BEGIN DATA TO USE
PR #655, opened 2023-12-15
feat: automatically build environment after `flox pull`

ysndr:
close #540

PR #661, opened 2023-12-18
feat: implement building notification of activate as a spinner

ysndr:
Adds spinners to 
- `activate` (replacing current messaging)
- `install`
- `uninstall`
- `edit`

- `pull` is implemented as part of #655

### DIFF
--- a/cli/flox/src/commands/environment.rs
+++ b/cli/flox/src/commands/environment.rs
@@ -137,7 +137,15 @@ impl Edit {
         // decides to stop.
         loop {
             let new_manifest = Edit::edited_manifest_contents(&tmp_manifest, &editor)?;
-            match environment.edit(&flox, new_manifest) {
+
+            let result = Dialog {
+                message: "Building environment to validate edit...",
+                help_message: None,
+                typed: Spinner::new(|| environment.edit(&flox, new_manifest.clone())),
+            }
+            .spin();
+
+            match result {
                 Err(e) => {
                     error!("Environment invalid; building resulted in an error: {e}");
                     if !Dialog::can_prompt() {
--- a/cli/flox/src/commands/environment.rs
+++ b/cli/flox/src/commands/environment.rs
@@ -5,7 +5,6 @@ use std::os::unix::process::CommandExt;
 use std::path::{Path, PathBuf};
 use std::process::Command;
 use std::str::FromStr;
-use std::time::Duration;
 
 use anyhow::{anyhow, bail, Context, Result};
 use bpaf::Bpaf;
--- a/cli/flox/src/commands/environment.rs
+++ b/cli/flox/src/commands/environment.rs
@@ -652,7 +652,13 @@ impl Uninstall {
             .detect_concrete_environment(&flox, "uninstall from")?;
         let description = environment_description(&concrete_environment)?;
         let mut environment = concrete_environment.into_dyn_environment();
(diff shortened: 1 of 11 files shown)


ysndr:
ping @ghudgins

ysndr:
> [!CAUTION]
> 
> This is based on #654, please hold off merging until this is rebased to `main`

ghudgins:
spinners LGTM. tested on install, activate.

ysndr:
the technical issue here are `expect` tests that will _sometimes_ see a spinner and other times will timeout waiting for them as the spinners only appear if the operation took more than 1 second.

- Do we need the delay?
- Can/must we change something the expect tests?

ghudgins:
>Do we need the delay?

No, not in this case. I think it's weird we show "Building enviornment..." for a flash before showing the spinner. just use the spinner IMO

ysndr:
removed the delay from the spinners for now

zmitchell:
I think there's a difference between removing the `Building environment...` message and removing the delay. The `Building...` message was meant as a stand in for a spinner, so it _should_ be removed. If we remove the delay will we see a quick flash of a spinner before the operation completes? Avoiding that was why I recommended a delay in the first place.

ghudgins:
think a quick flash is cool if it's really done that fast.

cli/flox/src/commands/environment.rs
```diff
@@ -137,7 +137,15 @@ impl Edit {
         // decides to stop.
         loop {
             let new_manifest = Edit::edited_manifest_contents(&tmp_manifest, &editor)?;
-            match environment.edit(&flox, new_manifest).await {
+
+            let result = Dialog {
+                message: "Validating environment...",
```
mkenigs, line 142: nit, I think it would be more consistent to have:
```suggestion
                message: "Building environment...",
```

ysndr: More consistent but more accurate for in the context I think

zmitchell:
> think a quick flash is cool if it's really done that fast.

That would look more like a glitch to me, but I'm not going to block on this.

mkenigs:
> > think a quick flash is cool if it's really done that fast.
> 
> That would look more like a glitch to me, but I'm not going to block on this.

I think in most cases that would happen, the real solution is skipping the build entirely, not putting a delay on the spinner. But there's probably still some cases where the delay would be nice

cli/flox/src/commands/environment.rs
zmitchell: What about `Building environment to validate edit..`? `Validating` by itself sounds like we're running tests, which isn't the case.

ysndr: Yeah that sounds reasonable

cli/flox/src/commands/environment.rs
```diff
@@ -307,21 +314,12 @@ impl Activate {
...
-        stderr.flush().context("could't flush stderr")?;
-
-        let activation_path = environment.activation_path(&flox)?;
-
-        stderr
-            .queue(cursor::RestorePosition)
-            .context("couldn't restore cursor position")?;
-        stderr.flush().context("could't flush stderr")?;
+        let activation_path = Dialog {
+            message: &format!("Building environment '{prompt_name}'..."),
```
mkenigs, line 318: note: we should probably use `environment_description()` instead of `prompt_name`

mkenigs (approved):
END DATA TO USE
» WHAT IS NEEDED: Determine how many lines in the records contain "block", and reply with the number only.

» TASK SOLUTION: 2